The CORGI benchmark is a meticulously crafted evaluation framework comprising synthetic databases inspired by real-world enterprises such as Doordash, Airbnb, and Lululemon. It focuses on four key categories of business queries: descriptive, explanatory, predictive, and recommendational. Each category is designed to incrementally challenge LLM capabilities, moving from straightforward data extraction to intricate strategic planning and forecasting, thus simulating multi-step decision-making processes typical in business scenarios.

Figure 1: We incorporate business logic into our synthesized database population process, and propose a multi-agent evaluation framework consisting of a discriminator agent and seven scoring agents.

Evaluation Framework

The proposed evaluation framework utilizes a multi-agent, business literature-inspired approach. A discriminator agent first selects relevant scoring metrics, which are then processed by seven specialized scoring agents. These agents evaluate responses on dimensions such as structure, SQL execution success rate (SER), data sense, insightfulness, operational implementability, purpose alignment, and compliance, thereby ensuring a comprehensive assessment of LLM-generated outputs.

Experimental Findings

Preliminary experiments with leading LLMs reveal their struggle on complex explanatory, predictive, and recommendational tasks.
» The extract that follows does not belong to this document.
PR #4580, opened 2026-09-13
fix(cargo): mark every submodule update=none so git dependencies fetch

kosayoda:
Cargo initialises the submodules of a git dependency recursively and has no option not to. The corpus now includes projects whose own nested submodules are private (skeletonlabs/skeleton-plus-premium) or SSH-only (git@github.com:basharovV/portable-vocal-remover.git), so depending on rsvelte_core as a git dependency fails at checkout on every commit since the corpus grew in July:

The average SQL SER for high-level queries like type 2, type 3, and type 4 is reported at 67.8%, 57.4%, and 74.5%, respectively, significantly lower than simpler text-to-SQL benchmarks such as BIRD with an 88.0% success rate.

Figure 2: Comparison between our proposed atomized multi-agent evaluation mechanism and single LLM evaluation. S: Structure, D: Data Sense, I: Insightfulness, O: Operation Implementability, P: Purpose Alignment, C: Compliance. The dashed lines indicate overall average scores.

Implications and Future Directions

The CORGI benchmark underscores the gap between current LLM capabilities and the requirements of profound BI applications. LLMs exhibit substantial declines in performance when tasked with higher complexity business queries, highlighting open challenges for research into models that can incorporate strategic alignment and judgment under uncertainty.

As business applications increasingly depend on automating decision-making and strategy formulation, future research should explore extending LLM capabilities to better simulate real-world consultancy tasks. Enhancements might include developing models that integrate external knowledge bases, refine causal reasoning abilities, and apply domain-specific fine-tuning to address the nuances in complex BI scenarios.

Conclusion

The introduction of the CORGI benchmark represents a significant step towards evaluating and improving LLMs in the dynamic and demanding field of business intelligence. By aligning benchmark design with real-world business objectives and challenges, CORGI seeks to encourage advancements that will enable AI systems to deliver actionable insights, strategic recommendations, and foresight, thus bridging the gap between academic advances in text-to-SQL research and practical applications in business consulting.